JC Senior Planner John Jeleniewski testified and said the 2-access limit in the UDO was in regard to driveway access points, not to road construction or existing roads.

JC Planning Director Mike Poston said there is no limit to building size, but anything larger than 1,500 square feet requires a SUP. He added the 5,000 square foot size limit Noor mentioned in his motion to dismiss was from an incorrect infographic on the County’s website.

Poston said the staff report recommendation to approve Cashiers Hillside was based on the technical standards reviewed for the three phases of the project, and they were all compliant with the UDO.

Cox said he did not think he heard sufficient evidence to dismiss the proposal.
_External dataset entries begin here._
PR #1125, opened 2021-04-14
Add unittest based on fuzz testing.

thomasvl:
Should provide the framework to easily debug and then check for regressions in
the future.


Tests/SwiftProtobufTests/Test_FuzzTests.swift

“They had quite a bit of time to make this motion and presenting it at the last second, it seems Mr. Noor has found an interesting technicality, but I think we’ve come all of this way to let these people have their day in court,” said Cox.

The Council voted unanimously not to dismiss the project.

Density Reduction

Towards the end of the 8-hour session, Macauley Investments Principal Stephen Macauley addressed the Council and committed to reducing the density of the development from 726 residential units to 581.

“We did what we thought was best and I directed my team at every stage to follow our philosophical principals and adhere to the Small Area Plan at every step, they did that,” said Macauley. “However, over the last 2.5 months I’ve met with a lot of people who have concerns about the density of the project and the impact it would have. I listened.”

Noor then made the motion to dismiss the application and have the developer begin the process over again because changing the density of a project changes everything.

“We’re not just talking about cutting back,” said Noor. “We’re talking about a totally different rearrangement on the site that would impact virtually every expert opinion that has been given.”

Justus said he was shocked at the level of objection from Noor after offering to reduce the density.

“This is being offered not to increase, not to change anything from access or materially other than to reduce the density as a result of dialogue,” said Justus. “If a developer had to start that process over, they would be less inclined to offer up changes to reduce density.”

The Council voted unanimously to accept the amended plan with reduced density as long as it meets the technical standards of the UDO, and that a revised staff report be made available with updated numbers no later than two weeks prior to the next scheduled meeting on Feb. 22. It’s expected that experts will address concerns over water/sewer, traffic, erosion, etc. at the next hearing.